DATA AND INITIAL RESULTS
For our analysis, we use daily data for the market index for NSE--the 'Nifty'--for the June 2000 through September 2006 period. The Nifty is a 50-stock market capitalisation weighted index whose component companies cover 22 different industries. Currently, the stocks included in the Nifty account for about 60% of market capitalisation of all NSE listed companies. Overall, we have data for 1,594 trading days, of which 76 were days on which derivatives contracts expired at the exchange.
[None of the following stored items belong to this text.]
PR #4863, opened 2026-08-21
:construction_worker: bundle pinned OpenSSL libcrypto into desktop packages via Conveyor

### LINKED ISSUE #4862: Bundle OpenSSL libcrypto with desktop packages for the pairing v3 SPAKE2 backend
## Background

The pairing v3 SPAKE2 backend (`OpenSslPakeEcOps`, #4860) loads OpenSSL 3 libcrypto via JNA. Today no CrossPaste distribution bundles libcrypto: dev/test/CI resolve it from the environment (Homebrew, distro `libssl3`), and production keeps v3 fail-closed (`UnavailablePakeProvider`), so nothing breaks — but v3 cannot ship until the app carries its own reviewed libcrypto on every desktop platform. macOS and Windows have no system OpenSSL at all, and depending on unvetted distro libraries is unacceptable for a cryptographic component.

Binaries are built by our own CI at [CrossPaste/openssl-builds](https://github.com/CrossPaste/openssl-builds) (fork of whyoleg/openssl-builds; build scripts unchanged, sources from the official OpenSSL tarball). Release [3.6.0](https://github.com/CrossPaste/openssl-builds/releases/tag/3.6.0) covers all five desktop targets with published SHA256 checksums; the `ecp_nistz256` constant-time P-256 assembly and required symbol exports were verified per target, and the RFC 9382 vector suite passes against the built macos-arm64 dylib.

## Scope (packaging only)

1. Pin per-target download URL + SHA-256 in `app/openssl.yaml` (same pattern as `jbr.yaml`).
2. A `prepareOpenSslLibs` Gradle task: download each pinned library, verify SHA-256 (self-healing on corrupted cache), and wrap it into a thin jar whose only entry is the library under its runtime file name. Optional `-PopenSslTargets=` subset for machine-scoped CI builds.
3. Add the five jars as per-machine Conveyor inputs so `extract-native-libraries` places the library in the JVM lib directory (= `skiko.library.path`) and signs/notarizes it — the same proven pipeline as the skiko/tesseract platform jars.
4. Wire the task + a cache keyed on `openssl.yaml` into the release and beta workflows.

Out of scope (follow-ups): tightening the runtime resolution order in `OpenSslPakeEcOps` (bundled path first, no system fallback in production), real-machine load verification across all five packages, and the eventual `PAIRING_VERSION` bump. Production behavior is unchanged by this issue.

guiyanakuang:
Closes #4862

## What

Bundles our own CI-built OpenSSL 3.6.0 libcrypto with every desktop package, as the packaging prerequisite for enabling pairing v3. Production behavior is unchanged: the runtime still resolves libcrypto exactly as before, and v3 stays fail-closed behind `PAIRING_VERSION=2`.

- **`app/openssl.yaml`** — pins per-target download URL + SHA-256 for the five desktop libraries, sourced from the [CrossPaste/openssl-builds 3.6.0 release](https://github.com/CrossPaste/openssl-builds/releases/tag/3.6.0) (fork of whyoleg/openssl-builds with unchanged build scripts; per-target `ecp_nistz256` assembly and symbol exports verified, RFC 9382 vectors green against the built macos-arm64 dylib).
- **`prepareOpenSslLibs` Gradle task** — downloads each pinned library, verifies SHA-256 (re-downloads on corrupted cache, hard-fails on mismatch), prunes stale files from earlier versions, and wraps each library into a thin jar whose only entry is the library under its runtime file name (`libcrypto.3.dylib` / `libcrypto.so.3` / `libcrypto-3-x64.dll`). `-PopenSslTargets=` selects a subset so machine-scoped CI builds don't depend on other platforms' binaries.
- **`conveyor.conf`** — adds the five jars as per-machine inputs. Conveyor's `extract-native-libraries` step places the library into the JVM lib directory (= `skiko.library.path`) and signs/notarizes it, the same pipeline already proven by the skiko/javacpp/tesseract platform jars.
- **CI** — release and beta workflows run the task before the Conveyor build with a cache keyed on `openssl.yaml` (the linux-only beta uses a distinct key and the linux target subset).

## Verification

- Full run downloads all five libraries and produces the five jars; jar entry round-trips to the pinned SHA-256.
- Second run is `UP-TO-DATE`; a tampered cached library is detected and re-downloaded; a stale old-version file is pruned; an unknown `-PopenSslTargets` name fails fast.
- `conveyor json` on the local mac config resolves `crosspaste-libcrypto-macos-arm64.jar` into `mac.aarch64` inputs (HOCON valid, path correct).
- `ktlintCheck` and `writeConveyorConfig -PappEnv=PRODUCTION` pass.

## Out of scope (follow-ups)

Runtime resolution tightening in `OpenSslPakeEcOps` (bundled path first, no system-path fallback in production), real-machine load verification of all five packages, and the `PAIRING_VERSION` bump.

### DIFF
--- a/.github/workflows/build-beta-linux.yml
+++ b/.github/workflows/build-beta-linux.yml
@@ -95,6 +95,14 @@ jobs:
           path: ./app/jbr
           key: jbr-${{ hashFiles('**/jbr.yaml') }}
 
+      - name: Cache OpenSSL libcrypto binaries
+        uses: actions/cache@v5
+        with:
+          path: ./app/openssl
+          # Linux-only subset (see prepareOpenSslLibs below), so use a key
+          # distinct from the release workflow's full five-target cache.
+          key: openssl-linux-${{ hashFiles('**/openssl.yaml') }}
+
       - name: Build with Gradle
         run: ./gradlew app:build -PintegrationTests
 
@@ -108,6 +116,9 @@ jobs:
         run: |
           VERSION=$(grep '^version=' app/src/desktopMain/resources/crosspaste-version.properties | cut -d= -f2)
           ./gradlew :cli:assembleDistLinuxX64 :cli:assembleDistLinuxArm64 "-PcliVersion=${VERSION}.${REVISION}"
+
+      - name: Prepare OpenSSL libcrypto jars
+        run: ./gradlew app:prepareOpenSslLibs "-PopenSslTargets=linux-x64,linux-arm64"
 
       - name: Prepare Conveyor config (Linux only)
         run: |
--- a/.github/workflows/build-release.yml
+++ b/.github/workflows/build-release.yml
@@ -197,6 +197,12 @@ jobs:
           path: ./app/jbr
           key: jbr-${{ hashFiles('**/jbr.yaml') }}
 
+      - name: Cache OpenSSL libcrypto binaries
+        uses: actions/cache@v5
+        with:
+          path: ./app/openssl
+          key: openssl-${{ hashFiles('**/openssl.yaml') }}
+
       - name: Restore dylib cache for x86_64
         uses: actions/cache/restore@v5
         with:
@@ -255,6 +261,9 @@ jobs:
           else
             echo "Directory does not exist!"
           fi
+
+      - name: Prepare OpenSSL libcrypto jars
+        run: ./gradlew app:prepareOpenSslLibs
 
       - name: Prepare Dependency
         run: |
--- a/.github/workflows/ci.yml
+++ b/.github/workflows/ci.yml
@@ -20,6 +20,7 @@ jobs:
       app: ${{ steps.filter.outputs.app }}
       cli: ${{ steps.filter.outputs.cli }}
       web: ${{ steps.filter.outputs.web }}
+      openssl: ${{ steps.filter.outputs.openssl }}
     steps:
       - uses: actions/checkout@v6
       - uses: dorny/paths-filter@v4
@@ -59,6 +60,13 @@ jobs:
               - 'settings.gradle.kts'
               - 'build.gradle.kts'
               - 'gradle.properties'
+              - '.github/workflows/ci.yml'
+            # Bundled libcrypto pin: verify the download chain on the PR
+            # instead of discovering a bad URL/SHA at release packaging time.
+            openssl:
+              - 'app/openssl.yaml'
+              - 'conveyor.conf'
+              - 'app/build.gradle.kts'
               - '.github/workflows/ci.yml'
 
   app-build:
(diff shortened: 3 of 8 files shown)


guiyanakuang:
Addressed the review feedback in ffba5080. All four points were verified against primary sources before changing anything:

**P1 — known-vulnerable 3.6.0 → pinned 3.6.3.** Confirmed via the [OpenSSL vulnerabilities list](https://openssl-library.org/news/vulnerabilities/): 3.6.0 accumulates ~40 CVEs including two High (CVE-2025-15467, fixed in 3.6.1; CVE-2026-45447, fixed in 3.6.3). One correction to the review: 3.6.4 is not released — the newest tag in openssl/openssl is `openssl-3.6.3`, so that is the pin (the 3.6.4 references on the vulnerabilities page are two Low CVEs fixed in the unreleased next patch). Rebuilt via the fork CI in a single run ([32547398779](https://github.com/CrossPaste/openssl-builds/actions/runs/32547398779), all four platform jobs plus aggregate green after folding the `vs_version=18` fix into the main workflow), published as [openssl-builds 3.6.3](https://github.com/CrossPaste/openssl-builds/releases/tag/3.6.3), and re-verified end to end: embedded `OpenSSL 3.6.3 9 Jun 2026` version string, `ecp_nistz256` assembly on all five targets, exported symbol set (windows export table parsed: 5895 names), macOS `minos 11.0`, and the RFC 9382 vector + provider suite (15 tests) green against the built macos-arm64 dylib. `openssl.yaml` re-pinned with the new per-target SHA-256s.

**P1 — OpenSSL license now ships in every package.** `app/third-party/licenses/openssl/LICENSE.txt` (Apache-2.0, taken from the `openssl-3.6.3` tag) is added to the generic Conveyor inputs, landing at `third-party/licenses/openssl/LICENSE.txt` inside the app directory on all platforms.

**P2 — jar wrapping removed.** Confirmed in the Conveyor JVM docs that bare shared libraries in inputs are moved to the shared library directory, so the task now stages plain files at `app/openssl/<target>/<runtime lib name>` and `conveyor.conf` references them directly. This also removes the ZIP-timestamp reproducibility problem the review demonstrated. Verified locally with `conveyor json`: the bare dylib and the license directory both resolve into `mac.aarch64` inputs.

**P2 — PR CI now validates the pin.** New `openssl-verify` job in `ci.yml`, gated by a paths filter (`app/openssl.yaml`, `conveyor.conf`, `app/build.gradle.kts`, the workflow itself): it runs `prepareOpenSslLibs` (download + SHA-256, hard fail on mismatch) and then asserts every `app/openssl/...` path referenced by `conveyor.conf` exists. Wired into the `ci` summary gate.

Also exercised the version-bump path for real: re-running the task after the 3.6.0 → 3.6.3 pin change pruned the stale 3.6.0 downloads and staged the new libraries with matching hashes.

We repeat all empirical exercises using a subset of this data, namely, for the February 2002 through September 2006 period. The significance of this sub-period is that FIIs were allowed access to the derivatives segment of the exchange from February 2002. Given that purchase and sell orders of FIIs currently account for 15 % of the turnover in the cash market, and reportedly a significant proportion of the turnover in the derivatives market, this distinction is clearly important. The sub-sample accounts for 1,175 trading days, of which 56 days witnessed the quadruple witching hour.